All fish stores in my area have a surplus of convicts and no one is willing to pay for them. But they would take them for free. So this may be the better option then.


----------



## lohachata

at 6-8 weeks of age ; the convicts should be about 1/2" long..possibly slightly more..so i would say that the size difference has nothing to do with the sex of the fish.just who eats more...while they won't breed for quite some time ; they will still be very aggressive..
i agree..if you put them in the community tank ; they will eventually kill everything else in there.


----------



## Obsidian

Convict + Community tank = really bad idea.


----------



## avalanche333

Thanks everyone.
Think I'll be ok to leave 2 of the convicts with the various African cichlids? Or are they too aggressive for this also?


----------



## lohachata

africans need hard alkaline water...convicts like more acidic water


----------



## avalanche333

lohachata said:


> africans need hard alkaline water...convicts like more acidic water


Pardon my ignorance but does this really matter that much?
A friend of mine has had a mix of Yellow's and Cichilds for long time now and he does nothing but add tap water with some stress coat when doing water changes. Nothing to increase/decrease pH or alkaline, and the fish have always been fine.

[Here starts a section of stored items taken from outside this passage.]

PR #2540, opened 2022-11-28
Improved comments on weight positivity for conductance-based multisynapse models

### LINKED ISSUE #2146: Inconsistency between _cond_ and _cond_multisynapse implementations
I think the problem has been discussed before but I could not find it and I run into this issue just now so I thought I would create a new issue to discuss it: *the implementation of conductance weights is inconsistent between ``_cond_`` and ``_cond_multisynapse`` models.*

This is because simple ``_cond_`` models (e.g. ``iaf_cond_alpha`` or ``aeif_cond_alpha``) expect *signed* conductances to tell apart excitatory and inhibitory spikes.
On the other hand, multisynapse models use the receptor ports to tell spikes apart and they expect *positive* conductances (which seems like the most reasonable option).

The problem is that positivity is not enforced when setting weights with multisynapse models, so one can set negative conductances, but the simulation with crash and burn as soon as a spike is delivered with a negative conductance (kernel throws a uncaught BadProperty, then calls terminate recursively and dies).

So my questions are:
- do we want to make all models to behave the same? (I think it would be better)
- should that wait for the models to be moved to NESTML?
- if so, should we at least check the conductance sign in multisynaptic models in the meantime?

heplesser:
The title says it all. This fixed #2146.

### DIFF
--- a/models/gif_cond_exp_multisynapse.cpp
+++ b/models/gif_cond_exp_multisynapse.cpp
@@ -587,7 +587,7 @@ nest::gif_cond_exp_multisynapse::handle( SpikeEvent& e )
   if ( e.get_weight() < 0 )
   {
     throw BadProperty(
-      "Synaptic weights for conductance based models "
+      "Synaptic weights for conductance-based multisynapse models "
       "must be positive." );
   }
   assert( e.get_delay_steps() > 0 );
--- a/models/gif_cond_exp_multisynapse.cpp
+++ b/models/gif_cond_exp_multisynapse.cpp
@@ -588,7 +588,7 @@ nest::gif_cond_exp_multisynapse::handle( SpikeEvent& e )
   {
     throw BadProperty(
       "Synaptic weights for conductance-based multisynapse models "
-      "must be positive." );
+      "must be non-negative." );
   }
   assert( e.get_delay_steps() > 0 );
   assert( ( e.get_rport() > 0 ) and ( ( size_t ) e.get_rport() <= P_.n_receptors() ) );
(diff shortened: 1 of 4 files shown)


models/gif_cond_exp_multisynapse.h
```diff
@@ -113,28 +113,31 @@ positive or negative):
...
-:math:`\eta_i` and :math:`\gamma_i`. It applies the jump of :math:`\eta_i` and
-:math:`\gamma_i` after the refractory period. One can easily convert between
-:math:`q_{\eta/\gamma}` of these two approaches:
+   In the current implementation of the model,
+   the values of :math:`\eta_i` and :math:`\gamma_i` are affected immediately
+   after spike emission. However, `GIF toolbox <http://wiki.epfl.ch/giftoolbox>`_,
+   which fits the model using experimental data, requires a different set of
+   :math:`\eta_i` and :math:`\gamma_i`. It applies the jump of :math:`\eta_i` and
+   :math:`\gamma_i` after the refractory period. One can easily convert between
+   :math:`q_{\eta/\gamma}` of these two approaches:
```
jessica-mitchell, line 124:
```suggestion
   :math:`q_{\eta/\gamma}` with these two approaches:
```

jessica-mitchell (approved):
@heplesser I approve with only one small comment, thanks

models/gif_cond_exp_multisynapse.cpp
```diff
@@ -587,7 +587,7 @@ nest::gif_cond_exp_multisynapse::handle( SpikeEvent& e )
   if ( e.get_weight() < 0 )
   {
     throw BadProperty(
-      "Synaptic weights for conductance based models "
+      "Synaptic weights for conductance-based multisynapse models "
       "must be positive." );
```
clinssen, line 591:
```suggestion
      "must be non-negative." );
```

clinssen (approved):
Just a small suggestion. Cheers!

PR #2542, opened 2022-11-29
Fix rendering of references in local build of documentation

jessica-mitchell:
This PR fixes the rendering issue in Sphinx build where the bibliography section is set to float right.
The offending lines in the CSS are removed. This seemed to be only an issue in the local build and not on Read the Docs.


jougs (approved):
LGTM!

PR #2545, opened 2022-11-30
Remove VERA++ static code checking

heplesser:
This PR removes static code checking with VERA++ since that tool is no longer maintained.


gtrensch (approved):
Looks good to me! :+1:

PR #2986, opened 2023-11-14
bug fix iaf_psc_exp_multisynapse / sli2py test_iaf_psc_exp_multisynapse

janskaar:
Before, S_.current_ was computed _before_ the updating individual synaptic ports, causing them to be 1 time step behind. Additionally, it was only computed when the neuron was not refractory, while the individual synaptic ports were updated every time step. Moving the S_.current_ computation down a few lines fixes this.

Port test_iaf_psc_exp_multisynapse.sli to py


testsuite/pytests/test_iaf_psc_exp_multisynapse.py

I've been doing the same and all seems well in both my tanks, mind you I've only had cichilds about 4 weeks.

Thanks,


----------



## lohachata

i always tell people.."you can put any fish you want ; in any environment you want ; with any other kind of fish you want.."because what you do is your business..your money and your tank..
that was just my opinion..


----------



## NatBarry

I must agree that convicts do need more acidic water but I admit that I have had convicts with my malawi cichlids a few times now...I think they are a lovely mixture, not only look good but the convicts wont show their aggression too much due to the africans/malawi's being just as aggressive. If you want, take the risk and just see how they turn out! 
Nat


----------



## ron v

avalanche333 said:


> Pardon my ignorance but does this really matter that much?
> Thanks,


If you want to create an optimum enviroment for the fish that depend on you for their survival, listen to loha. If that doesn't matter to you then its OK.


----------



## emc7

Convict are CA not SA. The like somewhat more acidic water than Malawian, but on the high side of 7 and on the hard side. The tank-raised strains are fine in Malawi water. Which makes them a better tank mate for Africans than all the big soft-water SAs like Oscars. 

However mixing American and African cichlids is always risky as the fish don't understand each others "I give up" message. Success largely depends on the size of the fish and the size of the tank. What works today, may fail tomorrow as the fish get bigger and meaner. IMO convicts may eventually decide to "stand their ground" and then you may have all-out war.


----------



## avalanche333

I decided to get a test kit and watch my water regularly.

Cichlid tank is at apx 7.5, maybe bit higher pH.
Nitrate between 0.25 - 0.5
Ammonia < 0.25

Do these levels seem reasonable?

Thanks for everyones input.


----------



## carr65

convicts are a no no in a community tank unless you want to ring the dinner bell for the convicts cause they are going to kill and eat every fish in the community tank .


----------



## emc7

I don't think they'd eat them, just kill them.


----------



## Guest

*convicts*

*Fish in general, not only convicts, are very seldom wildcaught when you buy them at your LFS. Therefore they have never known what is their ideal water conditions ,most likely since birth.*
*so unless you are a serious breeder, and your water conditions are horrible, the convicts will live just fine in what you have, although maybe not an exact match for what wild convicts prefer. The best indicator of male or female will come with a little more age. The female will develop a noticeable pink or red stomach area. As for the aggression, all cichlids are aggressive to some degree, or a better word might be territorial. So if you have more convicts than tank area to allow their territories to be established and guarded, because thats what they will do, then there will be trouble.*


----------